I created a design for the face in Inkscape, laying out some public domain SVG art and text on top of the drill template

The sticker template

I sent the design off to get printed as a red vinyl sticker. Sadly, it came in all the wrong dimensions. I wonder if something happened with cropping and resizing during format conversion, either on my end or theirs. Either way, I didn’t want to wait another 2 weeks to finish this project, so I went to my local maker space and printed off the vinyl sticker with their help. This turned out to be way more tricky than I expected; I guess $10 wasn’t really such a bad deal after all.

The final product

Everything is done! All that was left was to slap the sticker on, attach the knobs, and close it up.




  1. Measure twice cut once.
  2. Triple check the measurements. Then check them again.
  3. Short potentiometer legs is what you want.
  4. I’m not sure exactly which capacitors I’m supposed to get, but get film ones and check the measurements next time.
  5. PedalPCB’s polarity is wrong.
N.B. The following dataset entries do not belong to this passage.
PR #494, opened 2018-03-15
8000: fix wp template fetching

meltheadorable:


emitche:
This code looks good so far. Thank you!

lib/wordpress_template.rb
```diff
@@ -27,6 +27,7 @@ def self.process_template(division:, html:)
       '<%= yield :\k<section> %>'
     )
     additional_substitutions.each { |sub| html.gsub! *sub }
+    FileUtils.mkdir_p(file_path)
```
linesarefuzzy: Nice catch!

PR #496, opened 2018-03-20
5431 member deletion bug

arisah-ijeoma:
the test I was going for was the text in the dialog box but it was slippery
the PR is ready for review tho


spec/models/person_spec.rb
```diff
@@ -41,14 +41,16 @@
 require 'rails_helper'
 
 describe Person, type: :model do
+  let(:person) { create(:person, :with_member_access, :with_password) }
+  let(:log) { create(:project_log) }
 
+  before { person.project_logs << log }
```
meltheadorable: You should be able to use `let(:log) { build(:project_log) }` (hopefully?) before you create the person, and then in the person, do `create(:person, :with_member_access, :with_password, project_logs: [log])` and avoid this `before` call (they work really funky and i make an effort to avoid them when possible.

emitche:
During QA, I found this bug. After deleting the member that had logs and trying to visit the logs page for a specific loan (the loan related to the log), the page errors out. See the error below. Additionally, the related step's modal cannot be opened from the timeline.

image

app/models/project_step.rb
```diff
@@ -385,7 +385,7 @@ def handle_old_duration_days_logic
 
     # By default, old_duration_days is set to 0.
     # Only remember old duration if a duration has been set other than the default and then changed.
-    unless old_duration_days > 0
+    unless old_duration_days && old_duration_days > 0
```
arisah-ijeoma: found another bug and fixed

emitche: Thanks!

emitche:
Okay. This can use some UX tweaks. But the functionality is here. Thank you! Thank you also for fixing the bug and the bug you found, @arisah-ijeoma.

emitche:
I found another bug while QAing this, which is a completely new bug. I'll log a ticket for it.

PR #497, opened 2018-03-21
6541 show project summary

arisah-ijeoma:


emitche:
If there is no summary present, the icon should not display at all. There would be no tooltip for those projects that have no summary.

emitche:
I'll make tweaks. They are tiny changes.

PR #504, opened 2018-03-29
4581 fix route

arisah-ijeoma:


app/controllers/admin/basic_projects_controller.rb
```diff
@@ -1,5 +1,4 @@
 class Admin::BasicProjectsController < Admin::ProjectsController
-  include TranslationSaveable
```
arisah-ijeoma: removed because it's already included in the parent class

app/controllers/admin/loans_controller.rb
```diff
@@ -1,5 +1,5 @@
 class Admin::LoansController < Admin::ProjectsController
-  include TransactionControllable, TranslationSaveable, QuestionnaireRenderable
```
arisah-ijeoma: removed because it's already included in the parent class

PR #505, opened 2018-03-31
8223 seeds refactor and loan public options

emitche:
- Update translations for loan public level options


emitche:
Let me know if the migration looks ok, if either of you have time on Monday. I tested this. Thank you!

db/migrate/20180331230509_add_loan_public_level_options.rb
```diff
@@ -0,0 +1,18 @@
+class AddLoanPublicLevelOptions < ActiveRecord::Migration[5.1]
+  def up
+    loan_public_level = OptionSet.find_or_create_by(division: Division.root, model_type: Loan.name,
+      model_attribute: 'public_level')
+    loan_public_level.options.destroy_all
```
meltheadorable: Why destroy instead of just updating the translations?

db/migrate/20180331230509_add_loan_public_level_options.rb
```diff
@@ -0,0 +1,18 @@
...
+      label_translations: {en: 'Featured', es: 'Destacado'})
+    loan_public_level.options.create(value: 'hidden', position: 2,
+      label_translations: {en: 'Hidden', es: 'Oculto'})
+  end
+
+  def down
+    loan_public_level = OptionSet.find_or_create_by(division: Division.root, model_type: Loan.name,
+      model_attribute: 'public_level')
+    loan_public_level.options.destroy_all
+    loan_public_level.destroy
```
meltheadorable: Since the options already exist, this reverse operation doesn't actually undo the above migration, it would also need to recreate them with the old TODO values. If you redo the `up` migration so that it changes the values only (instead of destroying them first), you should be able to just have an empty `down` migration, since there's no situation where you would really want to roll back changing the translations to be more correct.

emitche: Okay. I'll change it to an empty `down` function.

db/migrate/20180331230509_add_loan_public_level_options.rb
emitche: I followed other migrations for option set seeds from the past.

How would you approach the updates?

Maybe I can check in with you today about this, if you have capacity.

emitche:
Thanks for reviewing this, @meltheadorable!

emitche:
@meltheadorable: Does this work for the db/migrate file? Thank you!

emitche:
I tested these changes and they fail. I need to make updates.

emitche:
Okay. I'll need to pair on this approach. I'll likely move this to 2.8. Thank you!

emitche:
There are broken translations on the loans public option that this ticket fixes. I'd like to prioritize getting those translations fixed, even if just a temporary fix as we figure out the architecture pieces of this ticket.

meltheadorable:
An update on the current status of this would be great, as I'm not sure from this comment thread where things stand.

lib/option_set_creator.rb
```diff
@@ -14,200 +14,306 @@ def create_all
...
-    progress_metric.options.create(migration_id: 1, label_translations: {
-        en: I18n.t('database.option_sets.progress_metric.on_time', locale: 'en'),
-        es: I18n.t('database.option_sets.progress_metric.on_time', locale: 'es')
-      })
-    progress_metric.options.create(migration_id: 2, label_translations: {
-        en: I18n.t('database.option_sets.progress_metric.ahead', locale: 'en'),
-        es: I18n.t('database.option_sets.progress_metric.ahead', locale: 'es')
-      })
+
+    change_plan = progress_metric.options.find_or_create_by(migration_id: -3)
```
emitche: Are migration ids needed here? Could we search by value instead?

lib/option_set_creator.rb
```diff
@@ -14,200 +14,306 @@ def create_all
...
-    loan_transaction_type.options.create(value: 'repayment', position: 3, label_translations: {
-        en: I18n.t('database.option_sets.loan_transaction_type.repayment', locale: 'en'),
-        es: I18n.t('database.option_sets.loan_transaction_type.repayment', locale: 'es')
-      })
-    loan_transaction_type.options.create(value: 'other', position: 4, label_translations: {
-        en: 'Other',
-        es: 'Otro'
-      })
+
+    interest = loan_transaction_type.options.find_or_create_by(value: 'interest', position: 1)
```
emitche: Do you know why we use position in this method?

db/migrate/20180331230509_add_loan_public_level_options.rb
```diff
@@ -0,0 +1,24 @@
+class AddLoanPublicLevelOptions < ActiveRecord::Migration[5.1]
```
meltheadorable: I don't think we need these anymore, the options were added a while ago and are already on prod, unless I'm mistaken.

lib/option_set_creator.rb
```diff
@@ -14,200 +14,306 @@ def create_all
...
+    community_solar.save
   end
 
   def create_public_level
     public_level = OptionSet.find_or_create_by(division: Division.root, model_type: Loan.name,
       model_attribute: 'public_level')
-    public_level.options.destroy_all
-    public_level.options.create(value: 'public', label_translations: {
+
+    public = public_level.options.find_or_create_by(value: 'public')
```
meltheadorable: I think `public` is a reserved word, if this works I wouldn't guarantee it would continue to in the future. I'd feel better about naming this variable `public_option` or something.

lib/option_set_creator.rb
meltheadorable: I think because the options are intended to have an order other than alphabetical, so it's needed for sorting purposes, but I'd probably rather set those values only in the `find_or_create` and update the position with the translations...

emitche:
I can make these changes. Thanks, @meltheadorable.

db/migrate/20180331230509_add_loan_public_level_options.rb
emitche: Yes, they should already be on production.

emitche:
For QA: Just check that these items do actually update with some test strings.

PR #507, opened 2018-04-02
8227: Update LoanQuestion to Question in Legacy migration

emitche:


emitche:
This was merged but then changed back to the original.

PR #508, opened 2018-04-03
7799: update public frontend

meltheadorable:


app/controllers/public/loans_controller.rb
```diff
@@ -1,28 +1,34 @@
...
     # Set last loan list URL for 'Back to Loan List' link
     session[:loans_path] = request.fullpath
   end
 
   def show
-    @loan = Loan.status('all').find(params[:id])
+    @loan = Loan.find(params[:id])
     @pictures = @loan.featured_pictures(5) # for slideshow
-    @other_loans = @loan.cooperative.loans.status('all').order("SigningDate DESC") if @loan.cooperative
-    @repayments = @loan.repayments.order('DateDue')
```
linesarefuzzy: Repayments will probably come back in the future so I'd prefer to keep this line here, commented out—I think it's referenced in other commented out code

app/controllers/public/loans_controller.rb
```diff
@@ -1,28 +1,34 @@
...
+    
+    authorize @loan
   end
 
   def gallery
-    @loan = Loan.status('all').find(params[:id])
+    @loan = Loan.find(params[:id])
     @coop_media = @loan.coop_media(100, true).in_groups_of(4, false)
     @loan_media = (@loan.loan_media(100, true) + @loan.log_media(100, true)).in_groups_of(4, false)
+    authorize @loan
```
linesarefuzzy: Why put the authorize statements at the end?

app/models/currency.rb
```diff
@@ -13,6 +13,8 @@
 #
 
 class Currency < ActiveRecord::Base
+  validates :name, uniqueness: { scope: [:code, :country_code, :short_symbol, :symbol] }
```
linesarefuzzy: What's this for? Comment maybe?

app/models/loan.rb
```diff
@@ -58,11 +58,10 @@ class Loan < Project
...
 
-  scope :country, ->(country) {
-    joins(division: :super_division).where('super_divisions_Divisions.Country' => country) unless country == 'all'
-  }
-  scope :status, ->(status) { where(status: status) }
-  scope :active, -> { where(status_value: 'active') }
+  scope :status, ->(status) { where(status_value: status) }
+  scope :visible, -> { where.not(public_level_value: 'hidden') }
+  scope :active, -> { status('active') }
+  scope :related_loans, -> (loan) { loan.organization.loans.where.not(id: loan.id) }
```
linesarefuzzy: Awesome

app/models/loan.rb
```diff
@@ -149,64 +137,50 @@ def signing_date_long
...
   end
 
-  # def short_description
-  #   self.translation('ShortDescription')
-  # end
-  # def description
-  #   self.translation('Description')
-  # end
-
   def coop_media(limit=100, images_only=false)
```
linesarefuzzy: I was thinking we might want to replace these with keyword args, but not a big deal for now

app/models/loan.rb
```diff
@@ -149,64 +137,50 @@ def signing_date_long
...
     media = []
-    begin
-      self.logs("Date").each do |log|
-        media += log.media(limit - media.count, images_only)
-        return media unless limit > media.count
-      end
-    rescue Mysql2::Error # some logs have invalid dates
+    self.project_logs.find_each do |log|
+      media += log.get_media(limit: limit - media.count, images_only: images_only)
+      return media unless limit > media.count
```
linesarefuzzy: Hooray!

app/models/loan.rb
```diff
@@ -149,64 +137,50 @@ def signing_date_long
...
     # then loan pics
-    pics += get_media('Loans', self.id, limit - pics.count, images_only=true)
+    pics += loan_media(limit - pics.count, images_only=true)
     return pics unless limit > pics.count
     # then log pics
-    pics += self.log_media(limit - pics.count, images_only=true)
+    pics += log_media(limit - pics.count, images_only=true)
     return pics unless limit > pics.count
-    # then remaining coop pics
+  # then remaining coop pics
```
linesarefuzzy: Accidental dedent?

app/models/loan.rb
```diff
@@ -149,64 +137,50 @@ def signing_date_long
...
   def thumb_path
     if !self.featured_pictures.empty?
-      self.featured_pictures.first.paths[:thumb]
+      self.featured_pictures.first.item.thumb.url
     else "/assets/ww-avatar-watermark.png" end
   end
 
   def ensure_currency
     currency || Currency.find_by(code: 'USD')
   end
```
linesarefuzzy: Is this still needed?

config/environments/development.rb
```diff
@@ -38,13 +38,16 @@
   # For wordpress template
   config.x.wordpress_template = {
     division_urls: { # get division from request url
-      '/' => :us,
+      'theworkingworld.test' => :us,
+      'labase.test' => :argentina
```
linesarefuzzy: Does this (or somewhere—maybe readme) deserve a comment about editing hosts file?

lib/tasks/fake_data.rake
```diff
@@ -18,18 +18,21 @@ if Rails.env.development?
...
-      user.add_role :admin, Division.root
+      user = User.find_by(email: "admin@example.com")
+      if user.empty?
+        user = FactoryBot.create(:user, :admin,
+          email: "admin@example.com",
+          password: "xxxxxxxx",
+          password_confirmation: "xxxxxxxx"
+        )
+        user.add_role :admin, Division.root
+      end
```
linesarefuzzy: Nice... now it can be run multiple times

app/models/currency.rb
meltheadorable: In the specs it was creating like 50+ copies of the same currency, the other changes to the currency on related factories also prevent that, but the validation helps ensure no literally identical currencies get inserted.

config/environments/development.rb
meltheadorable: There's a lot of ways to accomplish this that vary by platform. It might be worth mentioning something in the dev setup docs somewhere but I don't want us duplicating a lot of info on setting this sort of thing up. 

In the meantime, it defaults to the US division if none of them match, so you can still get a working test environment for the features other than division detection without that.

app/models/loan.rb
meltheadorable: the `ensure_currency` method is used admin-side in the breakeven tables, so presumably it is still needed

app/models/loan.rb
meltheadorable: Yeah, I might do that anyway when I make my revision pass on this PR, I had left them alone at first because I was trying to get the minimal set of changes to get stuff working again, figuring we could worry about refactors later if we wanted them.

app/controllers/public/loans_controller.rb
meltheadorable: No particular reason, they could go anywhere after the @loan assignment, I can move them to be directly below it if you'd prefer.

app/controllers/public/loans_controller.rb
```diff
@@ -1,28 +1,34 @@
...
   include WordpressEmbeddable
+  after_action :verify_authorized
 
   def index
     params[:division] = get_division_from_url
-    @loans = Loan.filter_by_params(params).visible.
-      includes(:cooperative, division: :super_division).
-      paginate(:page => params[:pg], :per_page => 20).
-      order('signing_date DESC')
+    @params = { status: params[:status], pg: params[:pg], country: params[:country] }
```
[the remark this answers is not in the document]
meltheadorable: It's needed on the frontend side for the status-based filtering/active tab display stuff. I'd like to see a version of this that was a little less messy about that, but I didn't want to completely overhaul how all the frontend pages were built until we had a working core and knew we wanted to invest more time in the code.

app/controllers/public/loans_controller.rb
meltheadorable: It's not a difficult line to rewrite and the order clause won't work, if repayments are coming back we should track that in redmine rather than leaving dead code lying around that will need to be rewritten to function anyway.

lib/tasks/fake_data.rake
```diff
@@ -18,18 +18,21 @@ if Rails.env.development?
...
 
       # Create admin user
-      user = FactoryBot.create(:user, :admin,
-        email: "admin@example.com",
-        password: "xxxxxxxx",
-        password_confirmation: "xxxxxxxx"
-      )
-      user.add_role :admin, Division.root
+      user = User.find_by(email: "admin@example.com")
+      if user.empty?
```
emitche: When I try to run `rake dev:fake_data`, I get `NoMethodError: undefined method `empty?' for nil:NilClass` for this line.

I found replacing this with `user.nil?` does work.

I’m really glad I didn’t destroy the circuit, and now I know for next time.

Next steps

For housing artwork, I want to explore some other options:

  • Tayda offers UV printing, but buying a subscription to Adobe for one print job seems absurd.
  • Etching looks interesting. I have a laser printer, so I can do the toner transfer.
  • I think my local maker space has a laser cutter, so I could try laser engraving too.

For the next pedal, I’m not sure what I’d do:

  • I’d like a reverb of some kind. The FV-1 looks interesting.
  • I’d also be curious about chorus or phaser pedals.
  • There are some other pedals that could be useful – overdrive or Boost

And, of course, learn some more HM-2 music!